In the entries that follow, how many lines contain the word "more"? Answer with the number only.

Stored items
BEGIN

PR #539, opened 2020-11-27
ActiveDoc CRD

eguzki:
CRD (and controller) holding OAS3 reference (configmap or URL) to manage 3scale's ActiveDoc

Requires https://github.com/3scale/3scale-porta-go-client/pull/38


eguzki:

Only missing this 3scale/3scale-porta-go-client#38 and updating go.mod to reference the new dependency version. Until then, all tests will fail

apis/capabilities/v1beta1/activedoc_types.go
```diff
@@ -0,0 +1,232 @@
...
+	// Respect 3scale API defaults
+	if a.Spec.SystemName == nil || *a.Spec.SystemName == "" {
+		tmp := activeDocSystemNameRegexp.ReplaceAllString(a.Spec.Name, "")
+		a.Spec.SystemName = &tmp
+		updated = true
+	}
+
+	// 3scale API ignores case of the system name field
+	systemNameLowercase := strings.ToLower(*a.Spec.SystemName)
+	if *a.Spec.SystemName != systemNameLowercase {
```
miguelsorianod, line 202: I wonder if maybe forcing this at openapi validation level would be more appropriate?

config/crd/kustomization.yaml
```diff
@@ -59,6 +69,10 @@ patchesStrategicMerge:
 - patches/additional_app_label_in_crds.yaml
 # +kubebuilder:scaffold:crdkustomizeadditionalapplabelincrdspatch
 
+# [ActiveDoc CRD additional printer columns]. This patch adds spec.additionalPrinterColumns
+- patches/activedoc_additional_columns.yaml
```
miguelsorianod, line 73: I think there's no need to provide a patch for printercolumns.

I've seen there's a kubebuilder CRD marker:
```
// + kubebuilder:printcolumn
```

that we might be able to use. See https://book.kubebuilder.io/reference/markers/crd.html for more details

doc/activedoc-reference.md
```diff
@@ -0,0 +1,155 @@
...
+| Published | `published` | bool | Switch to publish the activedoc. By default it will be `hidden` | No |
+| SkipSwaggerValidations | `skipSwaggerValidations` | bool | Switch to skip OpenAPI validation. By default, the validation is enabled | No |
+
+#### ActiveDocOpenAPIRefSpec
+
+Reference to the OpenAPI Specification
+
+| **Field** | **json field**| **Type** | **Info** | **Required** |
+| --- | --- | --- | --- | --- |
+| SecretRef | `secretRef` | [v1.LocalObjectReference](https://v1-15.docs.kubernetes.io/docs/reference/generated/kubernetes-api/v1.15/#localobjectreference-v1-core) to [OpenAPI secret reference](#openapi-secret-reference) | The secret that contains the OpenAPI Document | No |
```
miguelsorianod, line 43: This should be v1.ObjectReference instead of v1.LocalObjectReference?

controllers/capabilities/activedoc_threescale_reconciler.go
```diff
@@ -0,0 +1,302 @@
...
+	s.logger.V(1).Info("START")
+
+	remoteActiveDocs, err := s.threescaleAPIClient.ListActiveDocs()
+	if err != nil {
+		return nil, err
+	}
+
+	var remoteActiveDoc *threescaleapi.ActiveDoc
+
+	for idx := range remoteActiveDocs.ActiveDocs {
```
miguelsorianod, line 51: Isn't there a way to get the desired ActiveDoc directly instead of listing them?

controllers/capabilities/activedoc_threescale_reconciler.go
```diff
@@ -0,0 +1,302 @@
...
+				Published:              s.resource.Spec.Published,
+				SkipSwaggerValidations: s.resource.Spec.SkipSwaggerValidations,
+				ServiceID:              desiredProductID,
+			},
+		}
+
+		remoteActiveDoc, err = s.threescaleAPIClient.CreateActiveDoc(newActiveDoc)
+		if err != nil {
+			return nil, err
+		}
```
miguelsorianod, line 91: If there's no error then we continue with the rest of the method related to update?

controllers/capabilities/activedoc_threescale_reconciler.go
```diff
@@ -0,0 +1,302 @@
...
+	}
+
+	update := false
+	updatedActiveDoc := &threescaleapi.ActiveDoc{
+		Element: threescaleapi.ActiveDocItem{
+			ID: remoteActiveDoc.Element.ID,
+		},
+	}
+
+	if remoteActiveDoc.Element.Name == nil || *remoteActiveDoc.Element.Name != s.resource.Spec.Name {
```
miguelsorianod, line 101: Does system allow changing the 'Name' attribute once the object has been created?

controllers/capabilities/activedoc_threescale_reconciler.go
```diff
@@ -0,0 +1,302 @@
...
+		s.logger.V(1).Info("update Name", "Difference", cmp.Diff(remoteActiveDoc.Element.Name, s.resource.Spec.Name))
+		updatedActiveDoc.Element.Name = &s.resource.Spec.Name
+		update = true
+	}
+
+	// s.resource.Spec.SystemName is not nil (defaults are set)
+	if remoteActiveDoc.Element.SystemName == nil || *remoteActiveDoc.Element.SystemName != *s.resource.Spec.SystemName {
```
miguelsorianod, line 108: Does system allow changing the 'SystemName' attribute once the object has been created?

controllers/capabilities/activedoc_threescale_reconciler.go
eguzki: Only by ID. But we use the systemName as the key identifier. If you change the systemname of the CR, the CR will reconcile a 3scale remote object with that systemname, instead of changing the systemname of a existing 3scale remote object (which cannot be done)

controllers/capabilities/activedoc_threescale_reconciler.go
eguzki: Yes

controllers/capabilities/activedoc_threescale_reconciler.go
eguzki: No. The systemName always exist. And 3scale API should always return the systemName. That check is because the field is optional in the client library and if for whatever reason systemname is not in the response, the field would be nil.

controllers/capabilities/activedoc_threescale_reconciler.go
eguzki: This is a common pattern implemented in the latest application capabilities new resources. 

In this specific case, the creation call requires all the parameters and does not make much sense to run reconciliation logic. Anyway does not do any harm and, obviously, it will not update further.

eguzki:
all comments answered

controllers/capabilities/activedoc_threescale_reconciler.go
miguelsorianod: A little bit confusing for me but as you prefer, it should work anyway.

It's common to return early in Go.

miguelsorianod (approved):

END

_Answer section_
2